When a women gives head, it conveys enthusiasm and attraction. Generally, a woman in a LTR won't do it if she is not regarding her lover as hot. In a long term relationship or marriage, it helps to keep the fire burning. For some women it steps the intimacy up a notch - so it could be a bad sign if it creates embarrassment - that might indicate uncomfortableness with that level of intimacy. This could be due to resentment, or past issues. 

It takes time, but eventually the man who never gets head - or any other sign of hot lust form his wife - will put 2 and 2 together (to make about 16), and realise that the woman is not "that into him". After that, some will leave - especially if there used to be oral and other hot acts, but now there isn't.

*However, having said all that...* if you are sexy and sexually demonstrative to your husband in other ways, then he might make allowances. I certainly would if other acts were done with enthusiasm.


----------



## revitalizedhusband (Feb 9, 2009)

MT said it exactly, it is a show of "wow I think my man is so HOT" by the wife.

It is very important.


----------



## marina72 (Dec 29, 2008)

scs...

I think it's just as important as our husbands going down on us is to us as women.

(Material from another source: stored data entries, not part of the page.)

PR #2592, opened 2018-08-25
Add lockout variables to config

drryanjames:
These changes add lockout variables (i.e. lockout period and # of failed attempts) to config to make them easier to change/update.

I also updated the names of a few variables to make the logic easier to follow (I confused myself).

### DIFF
--- a/instance/application.cfg.default
+++ b/instance/application.cfg.default
@@ -3,8 +3,6 @@ DEBUG = True
 SECRET_KEY = 'generate some random secret string'
 SQLALCHEMY_DATABASE_URI = 'postgresql://user:password@localhost/dbname'
 SERVER_NAME = '<the name and port number of the server (e.g.: 'myapp.dev:5000')>'
-LOCKOUT_PERIOD_MINUTES = 30
-FAILED_LOGIN_ATTEMPTS_BEFORE_LOCKOUT = 5
 
 # CONTACT_SENDTO_EMAIL = '<email address(es) that should receive contact form submissions>'
 # LOG_FOLDER = '/home/username/example/path'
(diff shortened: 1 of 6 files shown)


portal/views/auth.py
```diff
@@ -376,7 +376,7 @@ def flask_user_password_failed_event(app, user, **extra):
     If this happens too often, for security reasons,
     the user will be locked out of the system.
     """
-    count = user.password_verification_failures
+    count = user.add_password_verification_failure()
```
drryanjames: This is the appropriate place to increment verification failures. Since @pbugni added the call to ```LoginForm.validate()``` in his last fix incrementing here now works as expected.

portal/views/extend_flask_user.py
```diff
@@ -61,9 +61,6 @@ def validate(self):
         user_manager = current_app.user_manager
         user = user_manager.find_user_by_email(self.email.data)[0]
 
-        if user and not success:
-            user.add_password_verification_failure()
```
drryanjames: See previous comment in auth.py

instance/application.cfg.default
```diff
@@ -3,6 +3,8 @@ DEBUG = True
 SECRET_KEY = 'generate some random secret string'
 SQLALCHEMY_DATABASE_URI = 'postgresql://user:password@localhost/dbname'
 SERVER_NAME = '<the name and port number of the server (e.g.: 'myapp.dev:5000')>'
+LOCKOUT_PERIOD_MINUTES = 30
```
ivan-c: You'll want to move these defaults to the [`BaseConfig` class in config.py](https://github.com/uwcirg/true_nth_usa_portal/blob/develop/portal/config/config.py#L42)

`application.cfg.default` (and `application.cfg`) ideally are for config values that are required (do not and should not have a default)

portal/models/user.py
```diff
@@ -692,6 +688,21 @@ def locale_name_from_code(locale_code):
 
         return locale_options
 
+    @property
+    def lockout_period_minutes(self):
```
ivan-c: We usually just reference the `config` dict directly. I think I like this approach better though, makes things a little more decoupled

drryanjames: Same here. I was referencing it in multiple places at first and it felt like I was relying too much on the underlying implementation.

instance/application.cfg.default
drryanjames: I'll remember this next time.

PR #2595, opened 2018-08-27
Feature/initial queries error display fixes

achen2401:
address TN-1447: https://jira.movember.com/browse/TN-1447

allow error message to display upon return of API call to save data
changed included:
- adding indication that data is being saved
- wait for data saving to occur before proceeding to next section
- styling fixes
- remove unused/unnecessary code, refactor/streamline code


portal/static/js/initialQueries.js
```diff
@@ -481,6 +452,9 @@
                     case "select":
                         isComplete = field.val() !== "";
                         break;
+                    case "hidden":
```
ivan-c: Might be able to save a few lines if "select" and "hidden" [have the same case](https://stackoverflow.com/questions/7559531/javascript-switch-statement-is-there-a-way-for-two-cases-to-run-the-same-code/7559559#7559559)...

PR #2597, opened 2018-08-28
Fix selenium test and update documentation

drryanjames:


README.rst
```diff
@@ -358,9 +358,24 @@ TravisCI allows Selenium tests to be run with any number of browser/OS
...
 tests <https://saucelabs.com/open_sauce/user/ivan-c>`__.
 
-UI tests can also be run locally (after installing ``xvfb``) by passing
-Tox the virtual environment that corresponds to the UI tests (``ui``):
+UI tests can also be run locally (after installing ``xvfb`` and geckodriver) by passing
+Tox the virtual environment that corresponds to the UI tests (``ui``).
 
+Setup
+^^^^^
+- ``sudo apt-get install xvfb python-xvfbwrapper``
```
ivan-c: Could you remove `python-xvfbwrapper` here and add the below config to tox.ini (in the `[ui]` section)? Ideally, python modules should not be installed system-wide

```
deps =
    xvfbwrapper
    {[testenv]deps}
```

drryanjames: xvfbwrapper is already part of requirements.text, so I left it there. Added ```deps = {[testenv]deps}``` though

.travis.yml
```diff
@@ -81,6 +81,18 @@ before_install:
 
   - pip install --upgrade pip setuptools
 
+  # Install  plugins for ui tests
+  - if [ "$TOXENV" = "ui" ]; then
```
drryanjames: @ivan-c, is this where I should put this stuff? I was thinking either here or Dockerfile.build, but the Dockerfile seems to general for this specific case.

ivan-c: Sorry, I should've been more clear and given you more background. 

You shouldn't need to make any changes to this file, Sauce Labs uses a ["remote" web driver connection](https://github.com/SeleniumHQ/selenium/wiki/RemoteWebDriver), through [a tunnel established by the Sauce Labs plugin for TravisCI](https://docs.travis-ci.com/user/sauce-connect/).

The "geckodriver" is Firefox-specific, and only needed when running tests locally (the remote web driver is included in selenium, but the gecko driver isn't :/)

FYI If you ever see TravisCI complaining about the missing geckodriver, it's likely that the Sauce Labs tunnel/connection failed and the `ui` job needs to be restarted

tox.ini
```diff
@@ -17,6 +17,7 @@ commands = sphinx-build -W -n -b html -d {envtmpdir}/doctrees source {envtmpdir}
 
 [testenv:ui]
 description = Run selenium tests
+deps = {[testenv]deps}
```
ivan-c: Didn't realize `xvfbwrapper` was in `requirements.txt`, could you remove it and add it here as it appears below?
```
deps =
    xvfbwrapper
    {[testenv]deps}
```

Ideally testing dependencies are only installed during testing, thanks for fixing my oversight!

FYI `[testenv:ui]` inherits from `[testenv]`, so `deps = {[testenv]deps}` isn't required as it's already inherited :)

.travis.yml
mcjustin: TN-1468 <- @drryanjames please add "TN-1468 " to the front of your next commit comment

drryanjames: @mcjustin I created a new PR with the Jira ticket in the title.

https://github.com/uwcirg/true_nth_usa_portal/pull/2602

drryanjames:
I'm going to close this PR and go with the new one from a local branch that includes the Jira ticket number in the title.

PR #2600, opened 2018-08-28
Feature/initial queries followup cleanup fixes

achen2401:
followup code clean-up/fixes related to previous PR for this story:  
https://jira.movember.com/browse/TN-1447
- removal of all frontend code that compile incomplete data fields - relying solely on still needed data API as the source of truth for still needed data
- dynamically generate section objects via template attributes
- remove unused/unnecessary code
- next button styling fix


portal/static/js/initialQueries.js
```diff
@@ -908,72 +742,42 @@
...
+        $("input[name='user_type']").on("click", function() {
+            var roles = [], theVal = $(this).val();
+            roles.push({name: theVal});
+            tnthAjax.putRoles(self.userId,{"roles": roles}, $("#rolesGroup"));
+            self.handlePostEvent(self.getSectionContainerId($(this)));
         });
     };
 
-    FieldsChecker.prototype.patientQEvent = function(fields) {
+    FieldsChecker.prototype.patientQEvent = function() {
```
ivan-c: Could these validation functions be generalized for specific element types, or reused in some way?

achen2401: @ivan-c think so, ivan..although i think some of these behaviors are specific enough to warrant custom validation functions.  let me think this through a bit, will do a PR when I have a better idea how to change these.

PR #2601, opened 2018-08-29
TN-1447 followup fix - fix timing of saving loader apperance

achen2401:
found issues while testing this story:  https://jira.movember.com/browse/TN-1447
- remove synchronous ajax call that locked up UI, use async call instead
- hide saving loading indicator on callback of ajax call, otherwise there was a brief blank screen when UI pieces are transitioning.


drryanjames:
The same integration test started failing for me today. @ivan-c do you know what's going on

https://travis-ci.org/uwcirg/true_nth_usa_portal/jobs/421894444

PR #4396, opened 2024-08-07
additional database indexes as per TN-3308

pbugni:
Using the table in [TN-3308](https://movember.atlassian.net/browse/TN-3308) as a guide, pencil traced the code to find the common queries on each respective table.

I'd then assemble a query using `flask shell` to get the exact SQLAlchemy syntax, and then attempt before and after `explain $query` times, to confirm it would be of value.

Note the few in the migration that are directly added via SQL `exec` as the SQLAlchemy syntax didn't support (at least I couldn't find a way).


mcjustin (approved):

ivan-c (approved):
looks good, thanks!

I re-ran the `seq_vs_idx` query again and most of the highest-ranked offenders are dealt with in this PR, except `user_observations`, which is now #1

pbugni:
Thank you @ivan-c , great catch on the user_observations table.

PR #4408, opened 2024-09-26
TN-3292 fix performance of patient list

achen2401:
TN-3292, enhance performance of patients list, by moving to server-side pagination.  Each respective page now requested via ajax


ivan-c (approved):
Looks great, thanks for keeping the tests working!!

Men just like blow jobs... haven't met one yet that didn't like that.

If you're having trouble there, and it grosses you out. This sounds silly, but it's really kind of an aquired "taste" lol...

not that most men even have a taste, so much as it's a strange sensation the first time you do that. 

The first time I ever gave my boyfriend head, (I was 20, we later married)
I didn't like it, thought it was gross, and didn't like the feeling of his penis in my mouth. Didn't taste bad, just felt weird. 

However.. as time went on, I started to enjoy it, and gave my first hubby head a lot. It became a very enjoyable thing to do, not just for him, but for me... We divorced for other reasons, but I remarried, and my current hubby loves when I do it too, and I absolutely get a Lot of pleasure out of giving him head. We try different positions, I've even done it in the car, while he's driving. I don't even have to be asked by my husband, I truly get a lot out of giving him head, and I'm pretty sure he loves it too. So it went from being something that I was uncomfortable doing, to something I love doing. 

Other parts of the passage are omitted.